Following on from my recent Pyrenees thread I would like to pop into Spain in the morning and stock up on cheap ****.

We are currently at Biarritz so it's 20 miles south to the border on the coast at Irun which looks a reasonable size. On the other thread however someone mentioned an outlet place at landibar which is on the border in the hills near Ainhoa. This would be much handier and easier as we are heading east on the French side of the Pyrenees but so they sell cigs there?

On page 67 of all the aires France 3rd edition col d'lbardin says parking for motorhomes on Spanish border ideal for buying cheap goods. Again this is more convenient for our route but do they sell cigs.

So has anyone been to these places and did they have tobacconists?

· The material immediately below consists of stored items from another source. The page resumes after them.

Issue #1883, opened 2018-02-24
Http/2 client-side support


mimani:
Is there any plan to provide HTTP/2 client side support?

I am not sure if this is asked earlier as this seems quite common but could not found when I [searched](https://github.com/akka/akka-http/search?p=1&q=client+http+2&type=Issues&utf8=%E2%9C%93) it. I see there is [server side](https://github.com/akka/akka-http/issues/244) implementation but client side was out of scope that time.

jrudolph:
It seems we haven't tracked it so far indeed. We are planning to provide a client implementation at some point. Nothing definite but it might be later this year.

mushtaq:
@jrudolph is this going to be part of 10.2?

raboof:
No, we expect to release 10.2.0 earlier than implementing HTTP/2 client-side support

mtraul:
Is work for this being done already ? If not, I would love to contribute. Require Http/2 support for Apple APNS support

raboof:
> Is work for this being done already ? If not, I would love to contribute.

No, we haven't started on this - it would be great if you could contribute! While we hope a lot of the work on the server-side implementation can be re-used when implementing the client side, this might still be a non-trivial feature: for example, since HTTP/2 allows multiplexing many parallel requests over a single TCP connection that introduces some interesting opportunities - and challenges!

> Require Http/2 support for Apple APNS support

:+1:

jrudolph:
I had a quick try at this today in #3166. The goal for it would be to be able to get some base for a potential implementation into the code base that would help with contributions. Maybe you'd like to have a look at that and play with it, @mtraul? There's a big list of things that still need to be done, maybe I can finish it to a point where it already makes sense to merge it and then we can ticketify the list of remaining issues.

pete-proton:
thanks, @jrudolph ! are we any closer after this PR https://github.com/akka/akka-http/pull/3166 has been merged?

jrudolph:
Yes, we are closer but not yet far enough to announce something more publicly (won't happen for 10.2.0 but maybe later in the series, we still need to figure out where to put it in our internal roadmap).

The client-side is now somewhat working but no public API is available yet. If you want to play with it, you can use the internal API. https://github.com/jrudolph/akka-http/blob/cd5e40b2b555e5ef6195692dec7c8d67be9464a0/akka-http2-support/src/test/scala/akka/http/scaladsl/Http2ClientApp.scala is a working example that should work with 10.2.0-RC1.

[...]

PR #2085, opened 2018-06-20
h2c via 'Upgrade' mechanism

raboof:
This allows HTTP/1.1 and HTTP/2 to coexist on the same insecure port.
This feature is not widely supported among clients: browsers
generally do not support h2c at all, curl and nghttp somewhat support
it, grpc-java does not.

Unfortunately it is not covered by h2spec, not in the latest version
either.

It would be nice to have some tests, but perhaps we should do that
when we start adding support at the client side? #1883

Refs #1966


raboof:
PLS BUILD

akka-http-core/src/main/scala/akka/http/scaladsl/Http.scala
```diff
@@ -292,17 +292,14 @@ class HttpExt private[http] (private val config: Config)(implicit val system: Ex
     parallelism:       Int               = 1,
     log:               LoggingAdapter    = system.log)(implicit fm: Materializer): Future[ServerBinding] = {
     val http2enabled = settings.previewServerSettings.enableHttp2
-    if (http2enabled && connectionContext.isSecure && connectionContext.http2 != Never) {
-      log.debug("Binding server using HTTP/2...")
-      Http2Shadow.bindAndHandleAsync(handler, interface, port, connectionContext, settings, parallelism, log)(fm)
-    } else if (http2enabled && !connectionContext.isSecure && connectionContext.http2 == Always) {
-      // We do not support HTTP/2 negotiation for insecure connections (h2c), https://github.com/akka/akka-http/issues/1966
+    if (http2enabled && connectionContext.http2 != Never) {
```
raboof: This part of the change is nontrivial because `connectionContext.http2` by default is `Negotiated`, so after this change the code path at https://github.com/akka/akka-http/pull/2085/files#diff-f0a57b2d6e8f16da4ca0286a011211e1R109 will be taken, which might have a performance impact.

Given the limited support for h2c `Upgrade`, I think we should switch the default to `Never` for insecure connections and `Negotiated` only for secure connections.

WDYT?

johanandren: Sounds like it makes sense.

akka-http-core/src/test/scala/akka/http/impl/engine/rendering/ResponseRendererSpec.scala
```diff
@@ -612,8 +612,8 @@ class ResponseRendererSpec extends FreeSpec with Matchers with BeforeAndAfterAll
             Source.single(ctx),
             renderer.named("renderer")
               .map {
-                case ResponseRenderingOutput.HttpData(bytes)      ⇒ bytes
-                case _: ResponseRenderingOutput.SwitchToWebSocket ⇒ throw new IllegalStateException("Didn't expect websocket response")
+                case ResponseRenderingOutput.HttpData(bytes)          ⇒ bytes
+                case _: ResponseRenderingOutput.SwitchToOtherProtocol ⇒ throw new IllegalStateException("Didn't expect protocol switch response")
```
ktoso: good

akka-http2-support/src/main/scala/akka/http/scaladsl/Http2.scala
```diff
@@ -94,16 +101,72 @@ final class Http2Ext(private val config: Config)(implicit val system: ActorSyste
...
+        // https://http2.github.io/http2-spec/#Http2SettingsHeader 3.2.1 HTTP2-Settings Header Field
+        val upgradeSettings = req.headers.collect {
+          case raw: RawHeader if raw.lowercaseName == Http2SettingsHeader.name ⇒
+            Http2SettingsHeader.parse(raw.value)
+        }
+
+        upgradeSettings match {
+          // Must be exactly one
+          case immutable.Seq(Success(settingsFromHeader)) ⇒
+            // TODO remove duplication?
```
ktoso: apply todo or remove; which duplication exactly?

ktoso: (it's not too crazy code... can be repeated I think)

akka-http2-support/src/main/scala/akka/http/scaladsl/model/http2/Http2SettingsHeader.scala
```diff
@@ -0,0 +1,35 @@
...
+import akka.stream.impl.io.ByteStringParser
+import akka.util.ByteString
+
+import scala.collection.immutable
+import scala.util.Try
+
+/**
+ * Internal API
+ */
+@InternalApi object Http2SettingsHeader {
```
ktoso: `private[akka]` I know it gets boring with all the markers... ;-) Eventually we'll get the gains from the annotation tho!

raboof:
PLS BUILD

docs/src/main/paradox/server-side/http2.md
```diff
@@ -42,13 +42,45 @@ Note that `bindAndHandle` currently does not support HTTP/2, you must use `bindA
 
 ### HTTP/2 without HTTPS
 
-While un-encrypted connections are allowed by HTTP/2, this is [generally discouraged](https://http2.github.io/faq/#does-http2-require-encryption).
+While un-encrypted connections, also known as 'h2c', are allowed by HTTP/2, this
+is [generally discouraged](https://http2.github.io/faq/#does-http2-require-encryption)
+and not typically supported by browsers.
```
jroper: I would remove the link to say it's generally discouraged.

By default, on Kubernetes, when you use HTTP/2 or gRPC, communication is unencrypted, with ingress TLS typically being terminated at the ingress proxy. When using Istio, the sidecar terminates TLS, and communicates unencrypted locally to the application. It is possible to make the sidecar communicate using TLS with the app, but that doesn't make sense, one of the major reasons for using Istio is so that the applications don't need to worry about certificates, Istio manages it all for you. So, in these environments, which is where many people will be using gRPC, unencrypted will be the norm. It's only on the web, with browsers, where there has been a push for many years to make all communications (not just HTTP/2) encrypted, that HTTP/2 requires TLS, but that's got nothing to do with HTTP/2, and everything to do with the web and the way it's evolving.

jrudolph: > So, in these environments, which is where many people will be using gRPC, unencrypted will be the norm.

That sounds reasonable in theory. Is it already happening or being prepared somewhere?

I could imagine that an HTTP/2 proxy sidecar will be its own can of worms. Is it specified which protocol it is going to use (h2c using the `Upgrade` header like in this PR or the plain form that just assumes HTTP/2 which is already implemented)?

jroper: I haven't looked in detail enough to answer those questions.... not sure.

raboof: I think in such situations h2c by preexisting knowledge rather than via the `Upgrade` is be more common. Makes sense to be more conservative in our assertions and remove the blanket "generally discouraged" claim though.

raboof:
Let's close this until we revisit this topic

raboof:
(added a simple test last night, probably good to have some more though. We can exercise the feature in Akka gRPC using the Netty-based client, though even there I don't think I'd recommend it for the typical cases)

Issue #1170, opened 2017-05-29
Javadsl RouteDirectives.route() with no args will throw java.lang.UnsupportedOperationException: empty.reduceLeft


jrudolph:
This should be illegal. We should probably 

 1. deprecate [that signature](https://github.com/akka/akka-http/blob/501663adb9a2925933377822896387268f3a25f1/akka-http/src/main/scala/akka/http/javadsl/server/directives/RouteDirectives.scala#L43-L43):

```scala
@varargs def route(alternatives: Route*): Route 
```

 2. and add another one

```scala
@varargs def route(first: Route, alternatives: Route*): Route 
```
 
 3. add a better runtime exception if someone uses the existing one in the wrong way

PR #2100, opened 2018-07-01
Add new method for routes chaining in Java DSL (#1170)

nikom1337:
I've deprecated both methods: RouteDirectives.route() and Directives.route() which was for fixing Scala's generated invalid  Java varargs method signatures.

```
// These are repeated here since sometimes (?) the Scala compiler won't actually generate java-compatible
// signatures for varargs methods, making them show up as Seq<Object> instead of T... in Java.`
```

Does anyone know if this problem still occurs? It was implemented more than 2 years ago.
https://github.com/akka/akka-http/commit/0fc1448ea86ac82630799c337981ed21b1f41081#diff-fdb294dd15eda1cb28e11e7aacfb9a24R23

Maybe we can just remove it :)

Adding new method required different method name to make compiler happy (Ambiguous method call).

Refs: #1170


ktoso:
OK TO TEST

akka-http/src/main/scala/akka/http/javadsl/server/Directives.scala
```diff
@@ -23,6 +23,7 @@ object Directives extends AllDirectives {
   // These are repeated here since sometimes (?) the Scala compiler won't actually generate java-compatible
   // signatures for varargs methods, making them show up as Seq<Object> instead of T... in Java.
 
+  @Deprecated
   @varargs override def route(alternatives: Route*): Route =
```
ktoso: javadoc is inherited from RouteDirectives right? okey then (to make sure the deprecation reason shows up

akka-http/src/main/scala/akka/http/javadsl/server/directives/RouteDirectives.scala
```diff
@@ -38,14 +37,29 @@ abstract class RouteDirectives extends RespondWithDirectives {
...
    * Java-specific call added so you can chain together multiple alternate routes using comma,
    * rather than having to explicitly call route1.orElse(route2).orElse(route3).
+   * @deprecated Use the `RouteDirectives.routes` method instead.
    */
+  @Deprecated
   @CorrespondsTo("concat")
   @varargs def route(alternatives: Route*): Route = RouteAdapter {
     import akka.http.scaladsl.server.Directives._
 
+    require(alternatives.nonEmpty, "Chaining empty list of routes is illegal.")
```
ktoso: please as `if (alternatives.isEmpty) throw ...` since require() allocates a closure and is used quite a bit nowadays so we don't want to add too much overhead there; even though we're deprecating it

akka-http/src/main/scala/akka/http/javadsl/server/directives/RouteDirectives.scala
```diff
@@ -38,14 +37,29 @@ abstract class RouteDirectives extends RespondWithDirectives {
...
+
     alternatives.map(_.delegate).reduce(_ ~ _)
   }
 
+  /**
+   * Java-specific call added so you can chain together multiple alternate routes using comma,
```
ktoso: Let's rephrase at the same time I guess; let's remove `Java-specific call added so you can` and say more like "Used tochain multiple alternate routes ..."

jlprat:
Regarding:
> Does anyone know if this problem still occurs? It was implemented more than 2 years ago.
0fc1448#diff-fdb294dd15eda1cb28e11e7aacfb9a24R23

It depends for which Scala this was built for. We still support Scala 2.11.x series, so unless this was only happening on 2.10.x, I guess is still needed.

akka-http/src/main/scala/akka/http/javadsl/server/Directives.scala
nikom1337: Yes, javadocs will be taken from a superclass.

nikom1337:
Regarding the `Directives.route()`, maybe it's better to keep it for now. It can be removed whenever RouteDirectives.route()` will be removed. 

@jlprat do you think i should provide the same workaround for a new method?

nikom1337:
We have three options (to keep Kotlin users happy and don't break binary compatibility):
- close this PR and postpone fixing issue until major release, then we can just replace old method signature with new one and break binary compatibility
- change name from `routes` to `chain`, `concat` or `join`, but it will break the naming convention between Scala and Java API :(
- leave Java API as it is 

sorry for delaying but it's very hot in Berlin O_________o

nikom1337:
I was wrong about the second point, `concat` can be used as a method name for routes chaining. It will bring Java and Scala API's closer together.

akka-http/src/main/scala/akka/http/javadsl/server/directives/RouteDirectives.scala
```diff
@@ -38,14 +37,30 @@ abstract class RouteDirectives extends RespondWithDirectives {
   /**
    * Java-specific call added so you can chain together multiple alternate routes using comma,
    * rather than having to explicitly call route1.orElse(route2).orElse(route3).
+   * @deprecated Use the `RouteDirectives.concat` method instead.
    */
+  @Deprecated
```
johanandren: We usually use the scala `@deprecated` which takes an explanation and a `since` version which makes it easy to see when the deprecation happened. Does that not end up in the Java code (I think someone claimed that elsewhere) or why are we using the Java annotation + javadoc-tag here instead?

The since "1.10.4" information would be useful regardless.

johanandren: Ah, I saw @jlprat s comment now, maybe ignore the part about the `since` then

akka-http/src/main/scala/akka/http/javadsl/server/directives/RouteDirectives.scala
```diff
@@ -38,14 +37,31 @@ abstract class RouteDirectives extends RespondWithDirectives {
...
+      throw new IllegalArgumentException("Chaining empty list of routes is illegal.")
+
     alternatives.map(_.delegate).reduce(_ ~ _)
   }
 
+  /**
+   * Used to chain multiple alternate routes using comma,
+   * rather than having to explicitly call route1.orElse(route2).orElse(route3).
+   */
+  @CorrespondsTo("concat")
```
jrudolph: Do we need the `@CorrespondsTo` when they have the same name?

ktoso: Nope, it's only when names are different

nikom1337:
@jrudolph thanks for reviewing :) I've already removed unnecessary @CorrespondsTo annotation.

Can't google at the moment as only have rubbish connection on phone.

Thanks
Barry


----------



## Chas17 (May 1, 2005)

When we lived in france we used to visit col d'Ibardin regularly. Last visit was 3 years ago and still cheap then but I don't know how it compares now. And yes there are cigarette outlets.


----------



## barryd (May 9, 2008)

Thanks.

Might be an easier option. I wonder if all the Borders in that are have them as landibar would be even easier


----------



## bigtree (Feb 3, 2007)

Just posted on your previous thread barry.

Trevor.


----------



## GEMMY (Jun 19, 2006)

Be careful crossing back into France, they have an 'attitude' to foreign goods. 8) 

tony


----------



## 113016 (Jun 5, 2008)

Barry, I have a better idea  Why not pack in smoking  more money to spend on your travels   
And watch out on the three peage's as you leave Spain


----------



## rayc (Jun 3, 2008)

I don't know how up to date this info is but ...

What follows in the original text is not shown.